Une autre attestation de monsieur [P] évoque la situation d’un salarié nommé [C], en réalité [N], victime de brimades, mais sans rapport avec la situation de monsieur [A].
Ces éléments n’établissent pas de faits en rapport avec le grief porté.
Monsieur [E] atteste que durant 10 mois de travail commun avec M.[A] ce dernier se faisait insulter par [T] [Y], qui le menaçait d’en venir aux mains, ainsi que par le fils de celui-ci. ( pièce 21 ' [A]).
Monsieur [J] atteste que durant 14 mois de travail en commun avec monsieur [A], une pression énorme était exercée avec menaces de licenciement, et que [T] [Y] s’en prenait toujours à monsieur [A] en début et fin de journée. ( pièce 22 ' [A]).
Monsieur [L] atteste que Monsieur [Y] insultait ses ouvriers dont lui-même, qu’il lui fallait un souffre-douleur et qu’il donnait des surnoms humiliants. Il avait averti [K] [F], le patron, qui lui a dit de ne rien dire car ce serait pire. Il n’évoque pas dans cette attestation la situation de monsieur [A], ni ne communique d’éléments chronologiques (Pièce 23 ' [A]).
Au final il faut constater qu’avant l’accident du travail il n’est pas établi que la gérance de la société ait été avertie d’un comportement problématique d'[D] [Y], de sorte qu’il ne peut lui être reproché l’absence de mesures utiles de prévention.
Il n’est pas mieux établi que la gérance de la société connaissait les comportements problématiques de [T] [Y], en l’absence de dénonciation de tels faits par monsieur [A], et alors que le seul élément objectif d’information résulte de la lettre RAR de monsieur [P] qui est factuellement centrée sur un sujet technique de déroulement de chantier et pour le surplus complètement sibyllin. Il ne peut dès lors être reproché à l’employeur de ne pas avoir pris les mesures nécessaires de prévention.
Il faut dès lors confirmer le jugement entrepris en ce qu’il a rejeté la demande en reconnaissance de la faute inexcusable.

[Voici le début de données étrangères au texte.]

PR #177, opened 2019-10-30
TOOLS-2379 Add fallback to applyOps when createIndexes fails

tfogo:
Evergreen: https://evergreen.mongodb.com/version/5db9c62f2fbabe7944a10c77


mongorestore/testdata/index_collation/test/foo.metadata.json
```diff
@@ -0,0 +1 @@
+{"indexes":[{"v":{"$numberInt":"2"},"ns":"test.foo","name":"_id_","collation":{"alternate":"non-ignorable","normalization":false,"caseFirst":"off","strength":{"$numberInt":"2"},"caseLevel":false,"numericOrdering":false,"locale":"en_US","backwards":false,"maxVariable":"punct","version":"57.1"},"key":{"_id":{"$numberInt":"1"}}},{"ns":"test.foo","weights":{"name":{"$numberInt":"1"}},"language_override":"language","key":{"_fts":"text","_ftsx":{"$numberInt":"1"}},"v":{"$numberInt":"2"},"name":"example_text","textIndexVersion":{"$numberInt":"3"},"default_language":"english"}],"options":{"collation":{"maxVariable":"punct","version":"57.1","backwards":false,"locale":"en_US","strength":{"$numberInt":"2"},"caseLevel":false,"numericOrdering":false,"alternate":"non-ignorable","caseFirst":"off","normalization":false}}}
```
xdg: What is this testing for?

tfogo: `TestIndexGetsSimpleCollation` in `metadata_test.go`. This is unrelated to TOOLS-2379. Several files in testdata were untracked. It looked like this was an accident due to some overzealous rules in the .gitignore so I added them all. The .gitignore includes `*.json` and `*.bson`. That seems a bit broad, particularly when there are a lot of test cases that use json/bson files. Would it be okay to remove those from the .gitignore?

xdg: I'm pretty sure that data is generated from [this code](https://github.com/mongodb/mongo-tools/blob/0660bca4bee742d34d34c8cdbf91f4bb6ee552ba/mongorestore/metadata_test.go#L195-L203).  I don't like that there's generated data getting mixed up in the source code directories, but that's the way the tests were designed.  I think the aggressive .gitignore rules are exactly to prevent them from getting committed.  Maybe a better naming scheme would help so it's clearer what's generated.  I'll open a ticket about it.  But in this case, I don't think the file should be committed.

tfogo: Ah that makes sense. I'll take it out of this PR then and we can deal with TOOLS-2409 in another PR.

tfogo:
Looks like qa-tests-unstable is failing across the board. Is that expected or has something gone wrong?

Y ajoutant, il faut condamner monsieur [A], partie perdante, aux dépens d’appel, et rejeter la demande de la société [F] au titre de l’article 700 du code de procédure civile au nom de l’équité.
PAR CES MOTIFS
La Cour, chambre sociale, statuant contradictoirement par mise à disposition de l’arrêt au greffe de la cour, après débats en audience publique et après en avoir délibéré,
CONFIRME le jugement du 30 janvier 2024 du tribunal judiciaire de NANCY en toutes ses dispositions ;
Y ajoutant,
CONDAMNE Monsieur [O] [A] aux dépens d’appel ;
DEBOUTE la SARL [F] de sa demande au titre de l’article 700 du code de procédure civile ;
Ainsi prononcé par mise à disposition de l’arrêt au greffe de la cour, les parties en ayant été préalablement avisées dans les conditions prévues au deuxième alinéa de l’article 450 du code de procédure civile.
Et signé par Madame Corinne BOUC, Présidente de Chambre, et par Madame Laurène RIVORY, Greffier.